China Wednesday raised the price of refined oil products for the
first time in three months to reflect the oil price spike on the
international market.
The move also spells out relief for domestic refineries that
have been suffering losses because of rising crude oil costs.
The National Development and Reform Commission yesterday raised
benchmark gasoline rates by 240 yuan (US$29) a ton and diesel
prices by 220 yuan (US$26.60) a ton. The price hikes represent
about a 7 per cent increase over the previous level.
China's current oil prices vary in different provinces and
regions. Oil companies are allowed to raise or drop retail prices
by 8 per cent from a government-set benchmark.
In Beijing, retail gasoline prices have hit a new record high.
The benchmark 90-octane gasoline rose by 0.19 yuan (2.3 US cents)

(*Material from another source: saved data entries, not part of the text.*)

PR #3272, opened 2018-07-10
ZEN-29469: move ip to new realm on device collector change

rderkach:
Do not log the trace when handling exception but log the
exception message and log a traceback only in debug mode.

[JIRA&DEMO](https://jira.zenoss.com/browse/ZEN-29469?focusedCommentId=132013&page=com.atlassian.jira.plugin.system.issuetabpanels%3Acomment-tabpanel#comment-132013)

### DIFF
--- a/Products/Zuul/routers/device.py
+++ b/Products/Zuul/routers/device.py
@@ -14,7 +14,6 @@ Operations for Device Organizers and Devices.
 Available at:  /zport/dmd/device_router
 """
 import logging
-import traceback
 from cgi import escape
 from collections import OrderedDict
 from itertools import islice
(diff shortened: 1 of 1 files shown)


Products/Zuul/routers/device.py
```diff
@@ -948,7 +949,8 @@ def setCollector(self, uids, collector, hashcheck, uid=None, ranges=(),
                 return DirectResponse.succeed('Changed collector to %s for %s devices.' %
                                       (collector, len(uids)))
         except Exception, e:
-            log.exception(e)
+            log.debug(traceback.format_exc())
+            log.error(e)
```
jpeacock-zenoss: For a slightly more efficient (i.e. avoid formatting the traceback which happens regardless of whether it's logged) and keeping the error to a single entry in the log, I suggest:
```
    if log.isEnabledFor(logging.DEBUG):
        log.exception(e)
    else:
        log.error(e)
```
And it also doesn't log a traceback as a DEBUG log entry.

PR #3284, opened 2018-07-16
ZEN-30400: SiteError after following links in Links section on NetApp…

drevak:
… device overview page.

### DIFF
--- a/Products/ZenUI3/browser/resources/js/zenoss/Renderers.js
+++ b/Products/ZenUI3/browser/resources/js/zenoss/Renderers.js
@@ -29,6 +29,10 @@ var ipInterfaceStatusTemplate = new Ext.Template(
     '<span title="Administrative / Operational">{adminStatus} / {operStatus}</span>');
 ipInterfaceStatusTemplate.compile();
 
+// Array with URL prefixes which should be resolved as an external URLs and
+// should not concatenate as a part of /sport/dmd/ path.
+var externalUrlPrefixes = ['http', 'https'];
+
 function convertToUnits(num, divby, unitstr, places){
     unitstr = unitstr || "B";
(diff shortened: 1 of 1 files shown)


Products/ZenUI3/browser/resources/js/zenoss/Renderers.js
```diff
@@ -291,6 +294,11 @@ Ext.apply(Zenoss.render, {
             url = Zenoss.env.CSE_VIRTUAL_ROOT + url.replace(/^\/+/g, '');
         }
         if (url && name) {
+            for (var i=0; i < rootUrlPrefixes.length; i++) {
+                if (url.includes(rootUrlPrefixes[i])) {
+                    url = url.slice(url.indexOf(rootUrlPrefixes[i]))
```
jpeacock-zenoss: I'm not convinced this does anything useful, e.g.
```
>> url = "http://zport/dmd/Devices"
>> url.indexOf("http")
0
>> url.slice(url.indexOf("http"))
"http://zport/dmd/Devices"
>>
```

drevak: The reason why I've added this changes was the format of URL string we received from the server.
In the scope of the ticket's issue, the received URL was "/http://now.netapp.com/". Because of `/` symbol at the beginning of URL, it was rendered as a part of `zport/dmd/` path. For example: `https://zenoss5.ip-10-111-23-161/http://now.netapp.com/` and it caused an error.

With my changes, this issue is resolved.
```
>> url = "/http://now.netapp.com/"
>> url.indexOf("http")
1
>> url.slice(url.indexOf("http"))
"http://now.netapp.com/"
```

to 3.42 yuan (41.4 US cents) a liter. The 0-octane diesel increased
by 0.19 yuan (2.3 US cents) to 3.46 yuan (41.8 US cents) a
liter.
Experts say the price adjustment is to catch up with the
international crude oil price hike.
New York oil futures peaked at US$48 a barrel last week. Prices
have gained 22 per cent since the end of June amid rising global
demand and risks to supplies from Russia, Iraq and Venezuela.
China pegged its domestic refined oil products to average rates
in Rotterdam, New York and Singapore.
Despite the price spike on the international market, the
government hasn't adjusted the prices since mid-May because the
government is concerned that the price increase may undermine its
efforts to cool down the economy.
Refineries, however, have to suffer heavy losses as they cannot
pass on rising costs of processing crude oil.

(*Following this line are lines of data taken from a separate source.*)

PR #3289, opened 2018-07-17
Feature/zen 30384

bmoskalyk:


Products/ZenUI3/browser/resources/js/zenoss/ComponentPanel.js
```diff
@@ -217,16 +217,24 @@ Zenoss.nav.register({
...
+                    id: 'edit_panel',
+                    layout: 'fit'
                 });
-            } else {
-                target.layout.setActiveItem('edit_panel');
-                target.layout.activeItem.setContext(uid);
             }
+            target.layout.setActiveItem('edit_panel');
+            editPanel.setLoading(true);
+            Zenoss.form.getGeneratedForm(uid, function(config){
```
bmoskalyk: we should always add new form when context changes because we receive from server bunch of form fields with data in it, if we will not remove old and add new we will always have same data in details view.

PR #3292, opened 2018-07-19
ZPS-3987: remove cse prefix from object id

rderkach:
Id of the object may come with cz# prefix and we would not
be able to get the object itself.
Remove cz# prefix from the object id

[JIRA&DEMO](https://jira.zenoss.com/browse/ZPS-3987?focusedCommentId=132733&page=com.atlassian.jira.plugin.system.issuetabpanels%3Acomment-tabpanel#comment-132733)

### DIFF
--- a/Products/ZenModel/ZenPacker.py
+++ b/Products/ZenModel/ZenPacker.py
@@ -9,8 +9,10 @@
 
 
 import Globals
+from zope.component import getUtility
 from AccessControl import ClassSecurityInfo
 from Products.ZenWidgets import messaging
+from Products.ZenUtils.virtual_root import IVirtualRoot
 
 class ZenPacker(object):
     security = ClassSecurityInfo()
@@ -49,6 +51,8 @@ class ZenPacker(object):
 
     def findObject(self, id):
         "Ugly hack for inconsistent object structure accross Organizers"
+        # remove cz# prefix if there is one in the object id
+        id = getUtility(IVirtualRoot).strip_virtual_root(id)
         result = []
         try:
             result.append(self._getOb(id))


rderkach:
@joshw this issue is only presented in 7.x line so why it is not backward compatible?

And regarding url. It's not sending an url, the root problem is in 
https://github.com/zenoss/zenoss-prodbin/blob/develop/Products/ZenUI3/browser/templates/devdetail.pt#L20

"The increase of refined oil prices is good news for
refineries," said Gong Jingshuang, an expert with Economic Research
Center with the China National Petroleum Corp. "It is conducive to
the bottomline of oil companies, especially refinery-heavy
Sinopec."
China's three largest oil producers -- PetroChina Ltd, Sinopec
Corp and CNOOC Ltd -- gained windfalls in the first half of this
year, thanks to the crude oil price hike.
CNOOC yesterday reported its net profit increased 11.2 per cent
year-on-year to 7.0 billion yuan (US$850 million) in the first half
of this year.
Analysts say they believe Sinopec will achieve a half-year
profit increase of about 48 per cent while PetroChina's will
increase by about 11 per cent in their interim reports later this
week.
Gong said the demand for oil products will remain strong in
following months, despite the price increase.
A thriving car market, rising investment in power,
infrastructure and construction are boosting demand for oil
products.
The rapid growth in demand for oil products has forced Chinese
refineries to run at top rates in previous months, leading to a
crude oil import surge in the first seven months of this year.